Tammy Hauser is reunited with the missing snowshoe that disappeared from her shop window more than two years ago. Tom Morphet photo.
A single snowshoe that went missing from a Main Street storefront for more than two years mysteriously returned last week.
“Who steals one snowshoe, right?” Talia’s Treasures owner Tammy Hauser said this week. And who returns it?
Hauser said she put the classic, gut-and-rawhide snowshoe and its match in her consignment store window in the winter of 2019 or 2020 with a price listed at $55.
When one of the shoes disappeared a few weeks later, Hauser initially thought a customer may have taken it down to look at, then set it down elsewhere in her store. “I looked high and low for it.”
Hauser moved the orphaned shoe from the display window to an inventory room at the back of the store.

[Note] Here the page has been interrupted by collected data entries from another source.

PR #1485, opened 2023-09-08
feat(preview): add preview for new homepage variant

seaerchin:
## Problem
This adds a new homepage variant without the image.

## Solution
1. break down **Template**HeroSection -> use diff components, so that it's easier to use/maintain
2. convert template from `.js` to `.ts` -> `PropTypes` already done, so not much effort
3. **for template**, i copied over the styling from the template repo **as-is** and used `.css` to do this to conform to the style of handling in the template repository.

## Screenshots
Recording 2023-09-08 at 14 38 01


src/styles/isomer-template.scss
```diff
@@ -1,4 +1,6 @@
 @charset "UTF-8";
+@use 'templates/components/hero.scss';
```
dcshzj, line 2: I realised that changing this file meant that the CSS classes that are only intended for the editor preview gets leaked, which may cause unintended side effects on other aspects of the CMS. Can we put this inside `preview-panel.scss` instead?

src/templates/homepage/HeroSection/HeroImageOnlyLayout.tsx
```diff
@@ -0,0 +1,27 @@
...
+      >
+        <div
+          className={getClassNames(editorStyles, [
+            "row",
+            "is-vcentered",
+            "is-centered",
+            "ma",
+          ])}
+        >
+          <div className={getClassNames(editorStyles, ["min-height-mobile"])} />
```
dcshzj, line 22: Should this tag be closed as `<div></div>` instead of being a self-closing tag? `div` is not a [void element](https://html.spec.whatwg.org/multipage/syntax.html#void-elements), which may cause rendering issues.

dcshzj (changes requested):

src/styles/isomer-template.scss
seaerchin: actually not sure if that's the fix - maybe we should remove the extra import insetad? wdyt

src/templates/homepage/HeroSection/HeroImageOnlyLayout.tsx
seaerchin: on auto save, `<div> </div` auto formats to `<div />` ._. it seems like the two should be equivalent?

src/styles/isomer-template.scss
dcshzj: @alexanderleegs Do you have more context on why we import `isomer-template.scss` globally in `src/index.jsx`?

src/templates/homepage/HeroSection/HeroImageOnlyLayout.tsx
dcshzj: Ah okay, I think not super important.

src/styles/isomer-template.scss
alexanderleegs: As discussed offline - we're still using this for preview for regular pages, because that preview doesn't have an isolated set of styles. The compromise we made last time was that all styles imported from `isomer-template` would at leat be prefixed with a unique class, so we don't have leakage

dcshzj: Discussed offline, we should not add/modify this file and instead, should just add directly to `preview-panel.scss` if it is a homepage component.

seaerchin: :sadge:

seaerchin: fixed

src/templates/homepage/HeroSection/HeroSection.tsx
```diff
@@ -0,0 +1,158 @@
...
+        >
+          {variant === "center" ? (
+            <HeroCenteredLayout
+              hero={hero}
+              dropdownIsActive={dropdownIsActive}
+              toggleDropdown={toggleDropdown}
+            />
+          ) : (
+            <HeroImageOnlyLayout />
+          )}
```
alexanderleegs, line 149: Do we have a fallback for when variant doesn't exist?

seaerchin: i'll raise a PR at the end so that i can account for all the variants!

alexanderleegs (approved):
lgtm

dcshzj (approved):

PR #1491, opened 2023-09-13
feat(hero-section): adds dropdown

seaerchin:
## Problem
The existing hero section does not have a dropdown. This adds the preview component for the dropdown in.

## Solution
Copy paste over the dropdown from the template code (with modification so it can be consumed by react)

## Tests 
- [ ] Go to the hero section
- [ ] select the side variant
- [ ] select dropdown 
- [ ] the options there should be preserved, and the preview should be updated
- [ ] change the dropdown options/title
- [ ] the preview should also update accordingly
- [ ] try this in different view ports (technically we don't support)


alexanderleegs (approved):
lgtm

When she gave up searching for its match, she paid the shoe’s owner the consignment fee but kept the lone shoe, thinking that its match might still turn up or perhaps she’d sell one shoe as a décor item.
About two weeks ago, a customer using the inventory room to try on pants spotted the orphaned snowshoe and asked about it. Hauser said they had a conversation and a chuckle about the missing shoe but she didn’t give it more thought until March 9, when she was putting out some winter hats at the front of the store.
There, in a laundry basket used for odds-and-ends, sat the long-missing snowshoe with a note that said “Return 2 Owner.”
“I was taken aback,” she said.
Hauser checked a security camera and found grainy footage of a man in a long coat shuffling about near the display window the previous day, apparently pulling an object from his coat.
She said she’s not interested in prosecuting the person returning it, in part because she’s not sure the same person pilfered the shoe. Perhaps the person who returned the shoe had overheard her conversation with the pants customer and knew the location of the missing shoe, she said.
Or perhaps the pants customer mentioned the story of the missing snowshoe to someone else who knew its whereabouts.
“I’m just chalking it up to another interesting Haines story,” Hauser said.
She said she plans to finally sell the shoes, but she won’t be displaying them again in her store window.